Our fourth function, polyBlend(wd1,wd2), then accounted for possible blends based on
combinations of syllables from two separate words, the process by which blends that do not
share segments are generally formed. Firstly, the code does its best to break down each word into
syllables, consisting primarily of a CVC structure. Although this isnt perfect and has room for
improvement, without a very detailed analysis of possible English syllable structures it is the best
our code can account for. The code then assembles a combination of the first syllable of the first
word and everything but the first syllable of the second word, and then returns that as the most
likely syllable based blend.

Finally, our last function, blend(wd1,wd2), was more complex and tied everything else
together. This function takes two words as arguments and then applies all the other functions
previously mentioned to those two words. First it uses the containment function to ensure that the
two words can in fact be blended in the first place. Then it assembles all the possible blends that
could be formed from the two words, shared consonant blends, similar vowel blends, and
syllable combination blends. The function then produces lists of each type of blend, labeled as
consonant blends, vowel blends, or polysyllabic blends, giving us our list of possible ways that
any two given words could be blended. Additionally, if any of our individual blending functions
failed to return anything, then the function will output that failure with a statement like No X
blends found.
III. Conclusions and Improvements
Overall our code did produce the desired results. Given an input like crocadile and
alligator we are given a list of all possible blends that could result: ['cr', 'crocadilligator',
'crocadiligator', 'calligator', 'cigator', 'cator', 'cor', 'crocligator']. Also from analyzing the data
from our function and comparing it to native speaker intuitions we can identify which of these
are most likely to be what would actually be produced as a blend.
One improvement for our code would be in our vowel and consonant blending functions.
As in the example given, currently the functions will return words like cr and cor which our
intuition call invalid blends for these two words. To remedy this I believe the simplest method
would be to write in a check that ensures the blends that are returned contain at least as many
syllables as the smaller of the two inputs. In general, no blend made by either of us as native
speakers ever reduces the syllable count to be less than both of the provided input words..
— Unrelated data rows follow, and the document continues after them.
PR #343, opened 2015-04-12
Catch errors triggered by the inspector.

teddyzeenny:
Ember Inspector caused errors are now caught in production and logged as warnings instead of being thrown.

screen shot 2015-04-12 at 8 45 01 pm


stefanpenner:
awesome

PR #352, opened 2015-05-08
Use ember-computed-new in ember-debug to avoid warnings

cibernox:
I've been getting deprecation warnings in my app coming from `ember_debug/models/promise.js`.

Now it uses the `ember-computed-new` addon, that is already being used in other areas.

### DIFF
--- a/ember_debug/addons/ember-new-computed/index.js
+++ b/ember_debug/addons/ember-new-computed/index.js
@@ -1,0 +1,36 @@
+import canUseNewSyntax from './utils/can-use-new-syntax';
+
+var Ember = window.Ember;
+var computed = Ember.computed;
+
+export default function() {
+  var polyfillArguments = [];
+  var config = arguments[arguments.length - 1];
+
+  if (typeof config === 'function' || canUseNewSyntax) {
+    return computed.apply(this, arguments);
+  }
+
+  for (var i = 0, l = arguments.length - 1; i < l; i++) {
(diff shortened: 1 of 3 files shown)


stefanpenner:
:+1:

teddyzeenny:
Unfortunately we can't use addons in ember-debug since it is not part of the ember-cli app. See https://github.com/emberjs/ember-inspector/pull/337#issuecomment-88542966

If we want to use the new computed syntax, we'll have to include the complete polyfill.

cibernox:
@teddyzeenny I'm ok with including the polyfill in the repo if you are. Having deprecation warnings coming not from your code or the code in the addons of your app but from the instrumentation used by the inspector is very misleading and I'd like to fix it.

teddyzeenny:
@cibernox completely agree, and thanks for tackling this! The polyfill would need to be somewhere in [this directory](https://github.com/emberjs/ember-inspector/tree/dd495c054bebb8f021a3a697d174e31ec503ddc1/ember_debug) (maybe create a `polyfills` or `addons` folder?). Then imported into [main](https://github.com/emberjs/ember-inspector/blob/dd495c054bebb8f021a3a697d174e31ec503ddc1/ember_debug/main.js).

cibernox:
@teddyzeenny I've included the `ember-new-computed` in a newly created `/addons` folder. I only had to ES5sify a couple things.

teddyzeenny:
Thank you!

PR #1680, opened 2026-05-16
Distributed compaction (RFC-0025) Phase 1: Schema & Types 

ryandielhenn:
## Summary

Splitting implementation of [RFC-25](https://github.com/slatedb/slatedb/blob/main/rfcs/0025-distributed-compaction.md) into phases. This PR contains the first phase: adding all of the fbs schemas and types needed for distributed compaction. 

## Changes

Added the new `CompactionState`: `Compacted`. Added `WorkerSpec` to `Compaction` in `compactor.fbs` containing the `worker_id` and `last_seen_heartbeat_ms`.

## Notes for Reviewers

Next phases include: 
[Phase 2. Manifest Commit Protocol](https://github.com/ryandielhenn/slatedb/pull/1) 
Phase 3. Worker path (without failure detection)
Phase 4. Failure detection protocol and resuming compaction jobs
Phase 5. Metrics and doc.

## Checklist

- [  ] Tests added/updated and passing locally
- [  ] Called out any breaking changes and provided migration notes
- [  ] Considered performance impact; added notes or benchmarks if relevant

Thank you for the review! 🙏


bindings/go/uniffi/slatedb.go
```diff
@@ -9726,8 +9726,9 @@ type CompactionStatus uint
 const (
 	CompactionStatusSubmitted CompactionStatus = 1
 	CompactionStatusRunning   CompactionStatus = 2
-	CompactionStatusCompleted CompactionStatus = 3
-	CompactionStatusFailed    CompactionStatus = 4
+	CompactionStatusCompacted CompactionStatus = 3
```
agavra: I'm not sure how this is used, but we should make sure it's OK for backwards compat that we're adding something in the middle and changing enum ordinal values

agavra (approved):
This LGTM! Thanks @ryandielhenn - only one comment we should make sure. I think it's only used in code and not persisted so it _should_ be fine but good to double check.

bindings/go/uniffi/slatedb.go
ryandielhenn: I just moved it to the end so that the values don't change and so that the order in the go binding is consistent with the order in the flatbuffer schema.

slatedb/src/config.rs
```diff
@@ -1128,6 +1128,39 @@ impl std::fmt::Debug for CompactorOptions {
...
+}
+
+/// Default options for the compaction worker.
+impl Default for CompactionWorkerOptions {
+    /// Returns a `CompactionWorkerOptions` with a 5 second poll interval
+    fn default() -> Self {
+        Self {
+            max_concurrent_compactions: 4,
+            compactions_poll_interval: Duration::from_secs(5),
+            heartbeat_bytes: 64000,
```
criccomini, line 1158: Is this going to heartbeat every 64KB? That seems pretty low. I was expecting it to be like every 1-10MiB or something.

ryandielhenn: Ya, I wasn't sure about the default there so I just picked something and moved on. I'll update it in the next PR.

PR #1682, opened 2026-05-17
Verify fence writes are > replay_after_wal_id

criccomini:
## Summary

I was modeling our WAL protocol as part of #1672. While doing so, I found an issue with the current design. `Db` does the following on startup:

1. Find the next available slot to write to
2. Bump the `writer_epoch` in the manifest
3. Write a fence (empty SST) to the slot it picked in (1)

If the write is successful in (3), `Ok(())` is returned and the new `Db` considers itself ready.

There is a race in this scenario. It's possible that an older writer could have already written data to that slot and flushed its data to L0. In doing so, it could have advanced the `replay_after_wal_id` value beyond the slot discovered in (1).

- t0: W2 sees next slot 4
- t1: W1 writes to slot 4, slot 5, and slot 6
- t2: W1 flushes to L0, updating manifest.replay_after_wal_id to 6
- t3: GC deletes WALs 4 and 5 since they are > min_age and < replay_after_wal_id
- t4: W2 successfully writes to slot 4 and returns `Ok(())` believing it's fenced all previous writers
- t5+: W1 continues writing at slots 7+

This is wrong. W2 needs to verify that its fence write is within bounds before it returns success. That's what this patch does.

## Changes

- Add a test to replicate the issue
- Verify both `writer_epoch` (via `manifest.refresh().await?`) and `empty_wal_id > replay_after_wal_id`
- Fix two object store cache tests that now see cached parts due to the refresh on successful write during fencing

## Notes for Reviewers

Nope.

## Checklist

Thank you for the review! 🙏

### DIFF
--- a/slatedb/src/db.rs
+++ b/slatedb/src/db.rs
@@ -332,7 +332,7 @@ impl DbInner {
 
             // If the fence failed or was behind the replay_after_wal_id barrier, we need to
             // try again with a higher empty WAL ID.
-            empty_wal_id += 1;
+            empty_wal_id = (empty_wal_id + 1).max(replay_after_wal_id + 1);
         }
     }
 
--- a/slatedb/src/db.rs
+++ b/slatedb/src/db.rs
@@ -3562,7 +3562,8 @@ mod tests {
         let expected_cache_parts =
             vec![
             ("tmp/test_kv_store_with_cache_stored_files/manifest/00000000000000000001.manifest", 0),
-            ("tmp/test_kv_store_with_cache_stored_files/manifest/00000000000000000002.manifest", 0),
+            // 1 part is cached because fence_writers refreshes the manifest after writing the fence.
+            ("tmp/test_kv_store_with_cache_stored_files/manifest/00000000000000000002.manifest", 1),
             // 1 part is cached because of wal_replay after fencing (which reads the SST, thereby caching it)
             ("tmp/test_kv_store_with_cache_stored_files/wal/00000000000000000001.sst", 1),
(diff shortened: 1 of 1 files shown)


criccomini:
I should note: this does add a read after fence write on startup. This will probably lead to slightly higher startup latency. Some users are very sensitive to this.

slatedb/src/db.rs
```diff
@@ -305,25 +305,34 @@ impl DbInner {
...
+            // older writers that can advance replay_after_wal_id by flushing data to L0.
+            // We need to make sure the fence write falls above this barrier so it's visible
+            // to all other active writers.
+            if wrote_fence && empty_wal_id > replay_after_wal_id {
+                return Ok(());
             }
+
+            // If the fence failed or was behind the replay_after_wal_id barrier, we need to
+            // try again with a higher empty WAL ID.
+            empty_wal_id = (empty_wal_id + 1).max(replay_after_wal_id + 1);
```
rodesai: in the case where `empty_wal_id <= replay_after_wal_id`, should we re-probe the last wal id (`TableStore#next_wal_sst_id`) to avoid unnecessary loops?

rodesai (approved):
LGTM! One question inline

slatedb/src/db.rs
criccomini: 406ecb45

The simpler code would be to always call next_wal_sst_id. I opted to keep the `+= 1` path when we're ahead of the barrier. If we're in a race with an older writer, I think it makes sense to try the next write as fast as possible rather than calling next_wal_sst_id, which will probably be slower.

rodesai (approved):
LGTM!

One improvement that could be made is to do a more comprehensive analysis of syllable


boundaries to use within our polysyllabic blend function. English has very well defined
acceptable clusters and ideally we would want to adapt our function to better account for the
exact acceptable clusters and syllable structure. Id imagine the most efficient way to do this is to
actually just use a non-alphanumeric character to encode syllable breaks into the input itself,
although one could also write a code with a set of acceptable onset clusters and coda clusters and
identify those clusters accordingly.
Another improvement would be, ideally, to convert this entire procedure into phonetic
transcriptions. Especially with the vowel blending function, sometimes the orthographic
characters correspond to different phonetic sounds and blending by vowels generally occurs at
similar phonetic occurrence, not orthographic ones. Therefore in an ideal world, we would have
each word written in IPA to account for more accurate vowel, and also consonant, blending.